• [Exercise]
Produce as output only the lines below starting at the line with "the convention. A" and continuing through the line with "ten, which waive", each one exactly as written.

• [Input]

Issue #1216, opened 2026-04-05
feat: enforcement completeness — Clippy disallowed_types gates all I/O in hook and MCP surfaces


brandon-coproduct:
## Problem

`portcullis-effects` (#1191) provides `PolicyEnforced<RealEffects>` as the policy-checked I/O surface. But the enforcement is voluntary: `nucleus-claude-hook` and `nucleus-mcp` currently call `std::fs`, `std::process::Command`, and `reqwest` directly in dozens of places. The effect layer exists but is not structurally required.

The flagship safety claim — "no external side effect unless mediated by Nucleus and authorized by policy" — is false until every I/O call site in the agent surface goes through `PolicyEnforced`.

### Clippy `disallowed_types` configuration

Add to `.cargo/config.toml` (or per-crate `Cargo.toml` under `[lints.clippy]`):

```toml
# nucleus-claude-hook and nucleus-mcp: all I/O must go through portcullis-effects
[lints.clippy]
disallowed-types = [
    { path = "std::fs::File", reason = "use portcullis_effects::FileEffect" },
    { path = "std::fs::OpenOptions", reason = "use portcullis_effects::FileEffect" },
    { path = "std::process::Command", reason = "use portcullis_effects::ShellEffect" },
    { path = "tokio::process::Command", reason = "use portcullis_effects::ShellEffect" },
    { path = "reqwest::Client", reason = "use portcullis_effects::WebEffect" },
    { path = "reqwest::blocking::Client", reason = "use portcullis_effects::WebEffect" },
]
```

### Migration of existing direct I/O

Audit all `std::fs::*` and `std::process::*` calls in:
- `crates/nucleus-claude-hook/src/*.rs` (~40 call sites across main.rs, build.rs, config.rs, etc.)
- `crates/nucleus-mcp/src/main.rs` (~5 call sites)

For each call site:
1. Determine which `CapabilityLattice` field governs it
2. Route through an injected `impl FileEffect` / `impl ShellEffect`
3. Replace the call with the effect method

### Enforcement in CI

The Clippy job already runs with `-D warnings`. Once `disallowed_types` is configured, any new direct I/O import in the affected crates is a CI failure — enforcement is automatic and permanent.

### Exemptions (documented, not silenced)

[...]

PR #2850, opened 2026-09-11
suppress: the exemption channel of every other family

brandon-coproduct:
```
  scorecard | suppress 3.73%

  family    unit                              population  discharged         %  undeclared
  bound     witness-accepting parameter site         172         171    99.41%          32
  alg       (lattice type, law) obligation           278         110    39.56%           8
  tot       production crate                          80          22    27.50%           5
  life      affine right                               7           1    14.28%           0
  typed     runtime flow kind                         23           2     8.69%           0
  suppress  lint suppression                         134           5     3.73%          53
```

## Why this is not one gate among six

`bound`, `alg`, `tot`, `life` and `typed` each report how much of what the tree declares is covered by *a mechanism that can fail*. Every one of those mechanisms can be switched off, silently and permanently, by one line:

```rust
#[allow(clippy::let_underscore_must_use)]
```

An `#[allow]` is forever. It outlives the reason it was written for and nothing says when that reason expired. An `#[expect]` is the same waiver with an expiry attached: when the lint stops firing there, `unfulfilled_lint_expectations` errors and the attribute has to go. **It is the only suppression that can itself fail** — which is this card's definition of *discharged*, applied to the waivers.

## The asymmetry is the case

**292 `#[allow]` across the tree, of which zero carry a `reason =`. 48 `#[expect]`, of which all 48 do.** The tree already knows the right form and 86% of its suppressions are the other one.

## Production only, and here that is not merely the convention

A suppression inside `#[cfg(test)]` cannot disable a production gate, and disabling a production gate is the defect being measured. That is why the number is 5 of 134 rather than 39 of 206 — most existing `#[expect]`s waive lints at test sites, including nine of `portcullis-effects`' ten.

## A mandate only reaches where its table does

`allow_attributes` arrives through `[workspace.lints.clippy]`, which reaches a crate only if it opts in with `[lints] workspace = true`.

**54 of 95 crates do. 41 do not — including `portcullis`, `portcullis-core` and `nucleus-flow-replay`**, the crates holding the lattice, the receipt hashing and the flow replay. Their 53 production suppressions are `undeclared`, not discharged, because the alternative is that a crate could *leave* the lint table and have its allows become compliant. Same reading `tot` takes of the crates clippy cannot compile (ADR 0007 A-2).

## How it gets paid

Two lines into the existing `[workspace.lints.clippy]` table — `allow_attributes = "deny"` and `allow_attributes_without_reason = "deny"` — and `clippy::allow_attributes` has a machine-applicable suggestion, so most of the conversion is `cargo clippy --fix`. Two real costs: an `#[allow(dead_code)]` that fires only under some feature combinations becomes an *unfulfilled expectation* under others, so those need per-site judgement under the `--all-features` matrix; and the 41 non-adopting crates need three manifest lines each before the mandate reaches them at all.

## Two bugs the tests found while writing this

`adopting_crates` keyed on `"\n[lints]"`, so a manifest whose **first** line is `[lints]` would have been scored outside a mandate it is inside. And the adapter test read real manifests through `git ls-files`, which fails under `cargo test` because the working directory is the crate root, not the repo root — so the `Report → Census` mapping is now a pure `const fn` that tests without a checkout.

## The first probe proved nothing

I downgraded an `#[expect]` inside a `#[cfg(test)]` block and no number moved, because the test region is stripped. The registered probe uses `crates/nucleus-tool-proxy/src/art12.rs`, where `#[expect(clippy::disallowed_methods, reason = "#1216 ...")]` guards the proxy's own Article 12 record. Downgrading it takes `suppress` 3.73% → 2.98%.

246 xtask tests green, clippy clean.

### DIFF
--- a/.scorecard-ratchet.toml
+++ b/.scorecard-ratchet.toml
@@ -264,3 +264,52 @@ population_floor = 7
 # Secret are confidential -- and each is a struct plus a registry row.
 floor_bp = 869
 population_floor = 23
+
+[family.suppress]
+# 5 of 134 production lint suppressions expire. The rest are forever.
+#
+# THIS FAMILY MEASURES THE EXEMPTION CHANNEL OF THE OTHER FIVE. bound, alg, tot,
+# life and typed each report how much of what the tree declares is covered by a
+# mechanism that CAN FAIL. Every one of those mechanisms can be switched off,
+# silently and permanently, by one line: #[allow(clippy::whatever)].
+#
+# An #[allow] is forever. It outlives the reason it was written for and nothing
+# says when that reason expired. An #[expect] is the same waiver with an expiry:
+# when the lint stops firing there, unfulfilled_lint_expectations errors and the
+# attribute has to go. It is the ONLY suppression that can itself fail, which is
+# this card's definition of discharged applied to the waivers.
+#
+# THE ASYMMETRY IS THE CASE. Across the tree: 292 #[allow], of which ZERO carry a
+# `reason =`. 48 #[expect], of which all 48 do. The tree already knows the right
+# form and 86% of its suppressions are the other one.
+#
+# PRODUCTION ONLY, and for this family that is not merely the convention. A
+# suppression inside #[cfg(test)] cannot disable a production gate, and disabling
+# a production gate is the defect being measured. That is why the number is 5 of
+# 134 rather than 39 of 206: most existing #[expect]s waive lints in test code,
+# including nine of portcullis-effects' ten, which waive
+# clippy::let_underscore_must_use at test sites.
+#
+# A MANDATE ONLY REACHES WHERE ITS TABLE DOES. allow_attributes and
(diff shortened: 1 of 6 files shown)


brandon-coproduct:
Closing as already included, not as rejected.

`git diff origin/adr/typed-family origin/adr/suppress-family` is empty — the two branches have identical trees — and `adr/typed-family` (#2845, this PR's own base) already carries `4c8807f03 feat(suppress): the exemption channel of every other family (#2850)`. The squash landed on the base branch rather than main, so GitHub never closed this.

The suppress family therefore reaches main through #2845, with the scorecard gate passing there:

```
OK: 6 families on the card, weakest is suppress at 3.73%.
  suppress  lint suppression   134   5   3.73%   53
```

Nothing is lost by closing this; an empty PR cannot go green, so leaving it open only blocks the stack behind it. Reopen if the separation was deliberate.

• [Answer to the exercise]
+# PRODUCTION ONLY, and for this family that is not merely the convention. A
+# suppression inside #[cfg(test)] cannot disable a production gate, and disabling
+# a production gate is the defect being measured. That is why the number is 5 of
+# 134 rather than 39 of 206: most existing #[expect]s waive lints in test code,
+# including nine of portcullis-effects' ten, which waive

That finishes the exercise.